PR #1006, opened 2026-03-18
virtio: add device tree support

### LINKED ISSUE #833: Add Device Tree support
QEMU and SVSM are lacking device tree support for all the devices (ie virtio) attached.

luigix25:
Add device tree support for device enumeration.

This allows us to drop the fw_cfg interface used up until now.

~QEMU PR: https://github.com/coconut-svsm/qemu/pull/31~ Merged

The device tree is only used when building with the `virtio-drivers` features enabled. Since SVSM is looking for virtio-mmio devices, if the device tree is empty, nothing happens.

Fixes: #833


stefano-garzarella:
@luigix25 CI is failing, is that expected?

Also should we mark this as draft till we merge QEMU changes?

luigix25:
> @luigix25 CI is failing, is that expected?
> 
> Also should we mark this as draft till we merge QEMU changes?

@stefano-garzarella Yes, CI failure is expected as we need some QEMU changes. I'll mark it as draft for now.

stefano-garzarella:
> > @luigix25 CI is failing, is that expected?
> > Also should we mark this as draft till we merge QEMU changes?
> 
> @stefano-garzarella Yes, CI failure is expected as we need some QEMU changes. I'll mark it as draft for now.

mmm, but it seems a build issue when building tests (https://github.com/coconut-svsm/svsm/actions/runs/23251322695/job/67593804340?pr=1006):

```
[33](https://github.com/coconut-svsm/svsm/actions/runs/23251322695/job/67593804340?pr=1006#step:10:334)
   Compiling igvmbuilder v0.1.0 (/home/runner/work/svsm/svsm/tools/igvmbuilder)
error[E0063]: missing fields `dt_offset` and `dt_size` in initializer of `BootParamBlock`
   --> tools/igvmbuilder/src/igvm_builder.rs:258:12
    |
258 |         Ok(BootParamBlock {
    |            ^^^^^^^^^^^^^^ missing `dt_offset` and `dt_size`

For more information about this error, try `rustc --explain E0063`.
error: could not compile `igvmbuilder` (bin "igvmbuilder") due to 1 previous error
```

Are you sure it's related to QEMU?

luigix25:
- Rebased to latest main

@joergroedel @stefano-garzarella @osteffenrh PTAL :)

stefano-garzarella:
IIUC we still have a "[hack]" commit , so better to mark as draft till we can't remove it in order to avoid merging this by mistake.

luigix25:
> IIUC we still have a "[hack]" commit , so better to mark as draft till we can't remove it in order to avoid merging this by mistake.

yeah right, that commit switches the CI to use my qemu fork that has DT support.

kernel/src/virtio/mmio.rs
stefano-garzarella: Discussed in a private chat, but adding here to not forget.

DT is now carrying the MMIO area size, we should use it.

kernel/src/fw_cfg.rs
stefano-garzarella, line 1: do we still need the fw_cfg ?

kernel/src/types.rs
```diff
@@ -48,11 +48,14 @@ pub const SVSM_CS_ATTRIBUTES: u16 = 0xa09b;
 pub const SVSM_DS_ATTRIBUTES: u16 = 0xc093;
 pub const SVSM_TR_ATTRIBUTES: u16 = 0x89;
 
+/// VMPL level SVSM will be executed at.
+pub const SVSM_VMPL: usize = 1;
```
stefano-garzarella: mmm, is this related ?

kernel/src/types.rs
```diff
@@ -48,11 +48,14 @@ pub const SVSM_CS_ATTRIBUTES: u16 = 0xa09b;
...
 /// VMPL level the guest OS will be executed at.
 /// Keep VMPL 1 for the SVSM and execute the OS at VMPL-2. This leaves VMPL-3
 /// free for the OS to use in the future.
 pub const GUEST_VMPL: usize = 2;
 
+const _: () = assert!(SVSM_VMPL > 0 && SVSM_VMPL < GUEST_VMPL);
```
stefano-garzarella: ditto

tools/igvmbuilder/src/igvm_builder.rs
```diff
@@ -488,6 +497,18 @@ impl IgvmBuilder {
...
             initial_data: vec![],
         });
+        if self
+            .gpa_map
+            .boot_param_layout
+            .get_param_size(BootParamType::DeviceTree)
+            != 0
+        {
+            self.directives.push(IgvmDirectiveHeader::ParameterArea {
+                number_of_bytes: PAGE_SIZE_4K,
```
stefano-garzarella: Why this is hard coded? Also why that value.

tools/igvmbuilder/src/igvm_builder.rs
```diff
@@ -59,7 +59,8 @@ pub const ANY_NATIVE_COMPATIBILITY_MASK: u32 = NATIVE_COMPATIBILITY_MASK | VSM_C
 const IGVM_GENERAL_PARAMS_PA: u32 = 0;
 const IGVM_MEMORY_MAP_PA: u32 = 1;
 const IGVM_MADT_PA: u32 = 2;
-const IGVM_PARAMETER_COUNT: u32 = 3;
+const IGVM_DT_PA: u32 = 3;
+const IGVM_PARAMETER_COUNT: u32 = 4;
```
stefano-garzarella, line 62: So now this is 4 for all hypervisor, but DT is used only with QEMU. Is this okay?

tools/igvmbuilder/src/boot_params.rs
```diff
@@ -37,11 +40,18 @@ impl BootParamLayout {
         let general_param_offset = page_size + guest_context_size;
         let madt_offset = general_param_offset + page_size;
         let memory_map_offset = madt_offset + page_size;
-        let total_size = memory_map_offset + page_size;
+        let (device_tree_offset, device_tree_size) = if include_device_tree {
```
stefano-garzarella: Can we just add this for all hypervisors? What will be the issue?

kernel/src/virtio/mmio.rs
```diff
@@ -29,9 +28,28 @@ pub struct MmioSlots {
     slots: Vec<MmioSlot>,
 }
 
+/// Parses the device tree to extract base addresses of virtio-MMIO devices
+/// assigned to the SVSM plane.
+fn get_virtio_mmio_addresses(device_tree: Fdt<'_>) -> Vec<u64> {
+    device_tree
+        .find_all_nodes("/virtio_mmio")
```
stefano-garzarella: Should this be documented somewhere ?

I mean this is a contract with the VMM that should use exactly `virtio_mmio` and not `virtio-mmio` or `virtio mmio` for example.

kernel/src/virtio/mmio.rs
```diff
@@ -29,9 +28,28 @@ pub struct MmioSlots {
...
+        .filter(|dev| {
+            dev.compatible()
+                .is_some_and(|c| c.all().any(|c| c == "virtio,mmio"))
+        })
+        .filter(|dev| {
+            dev.property("plane")
```
stefano-garzarella: Okay, I think all of this must be documented somewhere, and also mention if are optional or not. E.g. why we need plane here? Can the VMM just expose the device for SVSM plane or there is an use case where we need to expose also devices for other planes ?

kernel/src/virtio/mmio.rs
```diff
@@ -44,22 +62,24 @@ pub struct MmioSlots {
...
-/// Returns an empty collection if no devices are found or if the fw_cfg interface
+/// Returns an empty collection if no devices are found or if the device tree
 /// is unavailable.
 pub fn probe_mmio_slots(boot_params: &BootParams<'_>) -> MmioSlots {
-    // Virtio MMIO addresses are discovered via fw_cfg, so skip probing
+    // Virtio MMIO addresses are discovered via device tree, so skip probing
     // if it is not present.
-    if !boot_params.has_fw_cfg_port() {
+    let Some(device_tree) = boot_params.get_device_tree() else {
+        log::warn!("MmioSlots: No device tree found.");
```
stefano-garzarella: Should this be really a warning ?

stefano-garzarella (changes requested):
The big missing part here IMO is documentation about what SVSM expects in the device tree. I mean something like `Documentation/devicetree` in Linux. (e.g. `Documentation/devicetree/bindings/virtio/mmio.yaml`, etc.

kernel/src/virtio/mmio.rs
luigix25: what do you suggest?

kernel/src/types.rs
luigix25: if you look in the `get_virtio_mmio_addresses` function, I need to check if a device is meant for SVSM or the guest. I didn't want to hardcode a magic number, so I added a new const

stefano-garzarella: ah, this is not mentioned at all in the commit description. IMO better to split in another commit.

Also, are you sure SVSM is running in VMPL1? Isn't VMPL0?

kernel/src/virtio/mmio.rs
```diff
@@ -29,9 +28,28 @@ pub struct MmioSlots {
...
+    device_tree
+        .find_all_nodes("/virtio_mmio")
+        .filter(|dev| {
+            dev.compatible()
+                .is_some_and(|c| c.all().any(|c| c == "virtio,mmio"))
+        })
+        .filter(|dev| {
+            dev.property("plane")
+                .and_then(|p| p.as_usize())
+                .is_some_and(|plane| plane == SVSM_VMPL)
```
stefano-garzarella: Is this expected also with `native` platform where we don't have VMPLs ?

kernel/src/virtio/mmio.rs
stefano-garzarella: In the previous code, if fw_cfg didn't provide any slot we didn't print anything, so I'm asking why now this need to be a warning or not an info or debug ?
Why we are worried about this?

kernel/src/types.rs
stefano-garzarella: that said, I think we can just use the already defined `VMPL0`, since SVSM can only run on it. while for the guest was a choice to select 2, but it can be 1 or 3, so for that reason we added a const to keep track of it.

kernel/src/virtio/mmio.rs
luigix25: currently the plane property is fake. It's just a value that is passed via the CLI (see launch_guest) so even on native platform we can have "planes".

tools/igvmbuilder/src/igvm_builder.rs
::::
Action item:
Nothing but lines that contain "will" should appear in the answer. Copy each from the records.

Expected answer:
+/// VMPL level SVSM will be executed at.
 /// VMPL level the guest OS will be executed at.
stefano-garzarella: Can we just add this for all hypervisors? What will be the issue?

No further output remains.